▸ RECORDS FOR THIS EXERCISE:
##########

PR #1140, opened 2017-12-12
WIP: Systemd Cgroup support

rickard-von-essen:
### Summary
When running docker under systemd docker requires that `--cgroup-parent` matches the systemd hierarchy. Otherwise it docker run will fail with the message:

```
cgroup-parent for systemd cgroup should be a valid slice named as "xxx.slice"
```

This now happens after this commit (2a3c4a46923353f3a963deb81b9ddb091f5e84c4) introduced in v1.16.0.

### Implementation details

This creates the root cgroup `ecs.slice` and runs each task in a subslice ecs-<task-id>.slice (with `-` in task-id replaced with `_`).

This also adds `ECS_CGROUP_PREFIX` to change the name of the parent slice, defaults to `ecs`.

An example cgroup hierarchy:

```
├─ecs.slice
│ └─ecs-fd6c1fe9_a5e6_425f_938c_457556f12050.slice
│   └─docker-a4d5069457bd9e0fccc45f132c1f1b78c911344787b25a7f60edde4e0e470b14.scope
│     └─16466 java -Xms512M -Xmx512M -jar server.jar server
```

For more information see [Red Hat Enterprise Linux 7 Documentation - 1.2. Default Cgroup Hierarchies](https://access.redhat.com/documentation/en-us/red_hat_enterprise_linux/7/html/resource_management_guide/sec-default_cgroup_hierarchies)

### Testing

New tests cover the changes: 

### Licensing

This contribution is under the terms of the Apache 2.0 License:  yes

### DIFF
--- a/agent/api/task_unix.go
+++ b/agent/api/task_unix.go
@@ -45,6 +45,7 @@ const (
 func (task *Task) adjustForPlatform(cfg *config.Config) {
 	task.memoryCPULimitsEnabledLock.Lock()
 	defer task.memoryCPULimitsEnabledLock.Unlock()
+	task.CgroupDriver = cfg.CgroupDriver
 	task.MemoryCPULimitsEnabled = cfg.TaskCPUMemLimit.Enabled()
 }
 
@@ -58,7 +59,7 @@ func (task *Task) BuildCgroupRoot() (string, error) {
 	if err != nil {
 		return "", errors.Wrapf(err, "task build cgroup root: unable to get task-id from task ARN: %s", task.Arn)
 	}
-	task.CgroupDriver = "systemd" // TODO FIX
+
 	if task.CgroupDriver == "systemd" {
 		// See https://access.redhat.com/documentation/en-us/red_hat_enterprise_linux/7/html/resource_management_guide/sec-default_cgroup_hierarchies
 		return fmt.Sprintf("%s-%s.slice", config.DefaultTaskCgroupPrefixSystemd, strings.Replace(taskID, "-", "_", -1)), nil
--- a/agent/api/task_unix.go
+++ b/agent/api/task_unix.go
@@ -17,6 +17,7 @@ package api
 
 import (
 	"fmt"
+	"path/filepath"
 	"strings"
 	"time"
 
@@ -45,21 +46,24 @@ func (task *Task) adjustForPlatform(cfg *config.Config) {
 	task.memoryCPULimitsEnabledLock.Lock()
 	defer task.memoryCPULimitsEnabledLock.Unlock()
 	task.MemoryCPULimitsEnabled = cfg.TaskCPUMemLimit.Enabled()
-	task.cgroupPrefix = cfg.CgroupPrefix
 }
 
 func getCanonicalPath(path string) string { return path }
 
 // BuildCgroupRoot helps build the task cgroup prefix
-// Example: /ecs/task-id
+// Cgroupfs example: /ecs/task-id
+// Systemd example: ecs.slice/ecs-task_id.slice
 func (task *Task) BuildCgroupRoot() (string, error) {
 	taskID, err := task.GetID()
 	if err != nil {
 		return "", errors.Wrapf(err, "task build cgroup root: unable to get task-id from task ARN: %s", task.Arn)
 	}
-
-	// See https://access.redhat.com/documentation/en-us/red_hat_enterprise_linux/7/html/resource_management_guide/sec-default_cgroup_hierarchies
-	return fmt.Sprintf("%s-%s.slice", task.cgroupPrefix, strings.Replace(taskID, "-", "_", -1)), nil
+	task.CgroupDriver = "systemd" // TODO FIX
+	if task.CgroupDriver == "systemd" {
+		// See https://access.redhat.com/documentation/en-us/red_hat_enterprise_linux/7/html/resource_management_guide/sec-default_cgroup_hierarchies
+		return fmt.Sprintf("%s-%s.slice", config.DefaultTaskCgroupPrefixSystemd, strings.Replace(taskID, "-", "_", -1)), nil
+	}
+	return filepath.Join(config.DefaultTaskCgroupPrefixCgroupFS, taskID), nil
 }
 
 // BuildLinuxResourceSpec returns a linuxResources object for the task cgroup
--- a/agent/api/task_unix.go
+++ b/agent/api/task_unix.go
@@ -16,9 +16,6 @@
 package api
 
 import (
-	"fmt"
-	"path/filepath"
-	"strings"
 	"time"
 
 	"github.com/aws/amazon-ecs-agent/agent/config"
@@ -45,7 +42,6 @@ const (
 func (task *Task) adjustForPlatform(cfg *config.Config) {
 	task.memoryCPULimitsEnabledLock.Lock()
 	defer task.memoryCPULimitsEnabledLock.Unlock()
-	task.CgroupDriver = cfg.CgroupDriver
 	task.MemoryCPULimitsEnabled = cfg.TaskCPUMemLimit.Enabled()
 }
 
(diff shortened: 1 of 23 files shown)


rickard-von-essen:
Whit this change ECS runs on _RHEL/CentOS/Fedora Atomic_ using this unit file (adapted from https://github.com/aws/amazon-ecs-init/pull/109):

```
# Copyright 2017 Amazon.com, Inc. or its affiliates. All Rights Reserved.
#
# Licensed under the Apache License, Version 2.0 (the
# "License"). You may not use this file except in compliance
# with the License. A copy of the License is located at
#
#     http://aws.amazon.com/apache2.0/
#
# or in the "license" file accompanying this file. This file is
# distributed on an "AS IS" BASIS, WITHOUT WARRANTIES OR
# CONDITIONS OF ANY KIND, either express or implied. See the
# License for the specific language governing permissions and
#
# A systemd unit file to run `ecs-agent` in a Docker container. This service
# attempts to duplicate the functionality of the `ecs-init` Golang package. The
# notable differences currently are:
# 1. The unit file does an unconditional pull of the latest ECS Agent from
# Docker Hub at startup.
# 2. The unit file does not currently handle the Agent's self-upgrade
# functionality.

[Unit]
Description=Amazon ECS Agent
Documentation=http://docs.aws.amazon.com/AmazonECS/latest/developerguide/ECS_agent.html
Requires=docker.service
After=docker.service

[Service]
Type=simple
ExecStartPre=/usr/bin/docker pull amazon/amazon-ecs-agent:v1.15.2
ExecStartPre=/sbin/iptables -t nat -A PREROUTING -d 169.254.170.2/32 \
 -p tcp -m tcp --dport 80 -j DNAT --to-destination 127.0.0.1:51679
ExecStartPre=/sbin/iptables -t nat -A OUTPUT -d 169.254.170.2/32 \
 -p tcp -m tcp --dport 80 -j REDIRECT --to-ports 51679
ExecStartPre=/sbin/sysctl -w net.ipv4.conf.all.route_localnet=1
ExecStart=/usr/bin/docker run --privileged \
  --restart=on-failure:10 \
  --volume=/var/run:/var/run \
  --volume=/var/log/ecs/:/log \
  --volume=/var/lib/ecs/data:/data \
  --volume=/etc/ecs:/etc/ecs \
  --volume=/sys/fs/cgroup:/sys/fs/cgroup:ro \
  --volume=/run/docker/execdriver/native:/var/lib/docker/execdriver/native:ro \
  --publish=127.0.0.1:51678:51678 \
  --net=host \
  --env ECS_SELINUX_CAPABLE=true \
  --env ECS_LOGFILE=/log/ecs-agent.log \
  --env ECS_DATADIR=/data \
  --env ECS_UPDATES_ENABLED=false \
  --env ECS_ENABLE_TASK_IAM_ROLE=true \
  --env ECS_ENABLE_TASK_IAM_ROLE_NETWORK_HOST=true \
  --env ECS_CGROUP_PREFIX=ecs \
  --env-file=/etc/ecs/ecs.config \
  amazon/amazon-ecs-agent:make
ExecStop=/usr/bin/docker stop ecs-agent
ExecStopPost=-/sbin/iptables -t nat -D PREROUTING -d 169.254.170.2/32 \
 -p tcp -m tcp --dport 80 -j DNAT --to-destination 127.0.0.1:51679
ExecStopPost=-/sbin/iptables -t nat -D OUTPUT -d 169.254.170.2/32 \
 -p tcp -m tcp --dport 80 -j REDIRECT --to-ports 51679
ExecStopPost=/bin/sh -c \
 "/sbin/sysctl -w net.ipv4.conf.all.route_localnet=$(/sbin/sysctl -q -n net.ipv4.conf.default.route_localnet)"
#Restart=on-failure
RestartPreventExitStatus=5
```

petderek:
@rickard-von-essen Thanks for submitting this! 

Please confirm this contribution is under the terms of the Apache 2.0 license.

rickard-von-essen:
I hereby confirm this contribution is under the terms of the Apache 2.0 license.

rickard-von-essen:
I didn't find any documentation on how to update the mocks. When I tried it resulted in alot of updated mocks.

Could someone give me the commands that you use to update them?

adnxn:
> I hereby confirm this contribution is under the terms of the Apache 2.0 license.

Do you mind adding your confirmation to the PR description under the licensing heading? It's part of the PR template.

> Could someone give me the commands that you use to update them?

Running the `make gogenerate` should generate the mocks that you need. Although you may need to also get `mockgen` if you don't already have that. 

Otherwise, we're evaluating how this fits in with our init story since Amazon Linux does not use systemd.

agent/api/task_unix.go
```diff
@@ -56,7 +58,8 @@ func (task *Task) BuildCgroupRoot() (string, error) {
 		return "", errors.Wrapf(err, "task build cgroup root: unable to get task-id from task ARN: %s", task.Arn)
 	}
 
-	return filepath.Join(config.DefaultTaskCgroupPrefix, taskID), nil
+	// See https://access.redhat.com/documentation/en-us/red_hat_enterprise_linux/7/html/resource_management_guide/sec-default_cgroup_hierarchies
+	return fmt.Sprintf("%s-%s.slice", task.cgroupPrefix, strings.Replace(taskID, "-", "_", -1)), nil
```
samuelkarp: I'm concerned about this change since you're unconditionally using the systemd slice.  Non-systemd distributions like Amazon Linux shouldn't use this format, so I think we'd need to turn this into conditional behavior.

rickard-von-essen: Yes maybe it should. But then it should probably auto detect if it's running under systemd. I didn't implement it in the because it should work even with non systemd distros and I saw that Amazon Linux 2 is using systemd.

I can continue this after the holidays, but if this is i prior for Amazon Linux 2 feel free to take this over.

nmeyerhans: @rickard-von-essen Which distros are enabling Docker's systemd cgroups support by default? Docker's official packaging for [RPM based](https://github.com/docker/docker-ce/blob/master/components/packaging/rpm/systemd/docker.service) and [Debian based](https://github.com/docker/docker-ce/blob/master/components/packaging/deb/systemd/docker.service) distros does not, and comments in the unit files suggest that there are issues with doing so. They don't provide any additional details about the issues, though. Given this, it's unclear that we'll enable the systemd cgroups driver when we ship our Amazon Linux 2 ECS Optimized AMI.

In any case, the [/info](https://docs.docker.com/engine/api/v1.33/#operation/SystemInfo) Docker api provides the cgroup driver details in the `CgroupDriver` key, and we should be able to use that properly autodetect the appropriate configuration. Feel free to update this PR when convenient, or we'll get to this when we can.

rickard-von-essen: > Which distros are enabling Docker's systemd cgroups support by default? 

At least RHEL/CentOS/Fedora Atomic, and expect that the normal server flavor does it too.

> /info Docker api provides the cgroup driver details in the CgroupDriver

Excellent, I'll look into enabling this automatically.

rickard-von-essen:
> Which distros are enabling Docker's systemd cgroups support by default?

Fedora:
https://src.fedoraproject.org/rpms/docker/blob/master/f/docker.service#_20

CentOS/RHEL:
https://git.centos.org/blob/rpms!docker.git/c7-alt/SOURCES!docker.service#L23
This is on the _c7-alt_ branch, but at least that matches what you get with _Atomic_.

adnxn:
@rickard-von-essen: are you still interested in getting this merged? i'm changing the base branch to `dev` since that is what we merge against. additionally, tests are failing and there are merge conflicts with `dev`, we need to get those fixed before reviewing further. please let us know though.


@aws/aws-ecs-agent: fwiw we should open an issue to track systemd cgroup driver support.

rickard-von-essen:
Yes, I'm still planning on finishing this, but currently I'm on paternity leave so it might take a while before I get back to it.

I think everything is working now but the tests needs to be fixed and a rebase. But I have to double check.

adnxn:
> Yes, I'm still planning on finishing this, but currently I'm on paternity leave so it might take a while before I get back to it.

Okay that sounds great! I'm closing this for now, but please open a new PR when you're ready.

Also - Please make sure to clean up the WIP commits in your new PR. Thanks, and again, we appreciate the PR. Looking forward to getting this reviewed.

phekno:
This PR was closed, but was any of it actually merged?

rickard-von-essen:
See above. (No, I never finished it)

##########

▸ TASK OBJECTIVE: Copy every line from the material in which the word "docs" can be found.

▸ OUTPUT FOR THIS TASK:
Documentation=http://docs.aws.amazon.com/AmazonECS/latest/developerguide/ECS_agent.html
In any case, the [/info](https://docs.docker.com/engine/api/v1.33/#operation/SystemInfo) Docker api provides the cgroup driver details in the `CgroupDriver` key, and we should be able to use that properly autodetect the appropriate configuration. Feel free to update this PR when convenient, or we'll get to this when we can.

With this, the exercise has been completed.